# (very) Basic starting question



## L124C (Oct 4, 2007)

Recently did my first beer can. The course called for the start line to be WS. I assumed this to mean the mark W sould be on the starboard side of the boat. We were the closest boat to the mark as we approached it and the Committee boat radioed to tell us that we were approaching the mark on the wrong side. I can only assume that from the committee boats position, it appeared that we were going to pass with the mark on Port. Of course, this totally screwed up what would have been a great start (dumb luck) because we were suddenly distracted, trying to figure out what they were talking about. Was my assumption correct?


----------



## US27inKS (Feb 6, 2005)

I've never heard of a WS start, but I did dig this up. There's a chart on the bottom of page 2 that may make sense to you.
http://www.monroeboatclub.org/adobe/08sisladiesrace.pdf


----------



## paulk (Jun 2, 2000)

Could WS also mean mark S should be to Windward?
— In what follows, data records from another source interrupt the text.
PR #565, opened 2024-08-30
refactor code for minimal changes required for new open-ai compatible…

b4s36t4:
Simplifying the creation of new openai compatible providers.

**API**
* `chatCompletetionParams` - Extendable function to support exclusion, default-values and extra config based on the requirement for `chat` functionality of provider.
* `completionParams` - Extendable function to support exclusion, default-values and extra config based on the requirement for `chat` functionality of provider.
* `embedParams` - Extendable function to support exclusion, default-values and extra config based on the requirement for `embed` functionality of provider.

**Response Handling**
`responseTransformers` function accepts two parameter
* `provider` as string
* `options` an object - `{chatComplete: Function | boolean, complete: Function | boolean, embed: Function | boolean}`

We can enable `openai` existing response transformers directly by passing `true` for each function or we can write a function that accepts `response` and `boolean` indicating weather the response is error response or not.

Extended function should return the response which is inclusive of `openai` response types (embed, complete and chatComplete).

### DIFF
--- a/src/globals.ts
+++ b/src/globals.ts
@@ -66,7 +66,7 @@ export const VOYAGE: string = 'voyage';
 export const GITHUB: string = 'github';
 export const DEEPBRICKS: string = 'deepbricks';
 export const SILICONFLOW: string = 'siliconflow';
-export const CREEBRAS: string = 'cerebras';
+export const CEREBRAS: string = 'cerebras';
 
 export const VALID_PROVIDERS = [
   ANTHROPIC,
@@ -107,7 +107,7 @@ export const VALID_PROVIDERS = [
   DEEPBRICKS,
   SILICONFLOW,
   HUGGING_FACE,
-  CREEBRAS,
+  CEREBRAS,
 ];
 
 export const CONTENT_TYPES = {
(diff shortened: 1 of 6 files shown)


src/globals.ts
```diff
@@ -66,6 +66,7 @@ export const VOYAGE: string = 'voyage';
 export const GITHUB: string = 'github';
 export const DEEPBRICKS: string = 'deepbricks';
 export const SILICONFLOW: string = 'siliconflow';
+export const CREEBRAS: string = 'cerebras';
```
VisargD: Can we fix this typo :)

src/providers/open-ai-base/index.ts
```diff
@@ -0,0 +1,378 @@
...
+  }
+
+  if (options.complete) {
+    transformers.complete = CompleteResponseTransformer<U>(provider);
+  }
+
+  if (options.chatComplete) {
+    transformers.chatComplete = ChatCompleteResponseTransformer<V>(
+      provider,
+      typeof options.chatComplete === 'function'
```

This is a case of finding the SI's (Sailing Instructions) and reading them to see what each different instruction from the Race Committee means. Maybe the line is between the two buoys W, and S. Maybe WS means a Windward Start (as opposed to a Leeward Start) between the committee boat and a nearby mark that is understood to be the starting line. To provide better answers to your question we need more information than has been provided.


----------



## maxmunger (Dec 29, 2005)

There is no posting for the start line. It is always between the RC boat (RC orange Flag) and a nearby buoy or mark (S). It is almost always into the wind.

What you read was the race course WS, which meant sail directly to 
(W)indward and return to the (S)tart mark. A two leg race. Out and back.

You need to read the SI for your club.


----------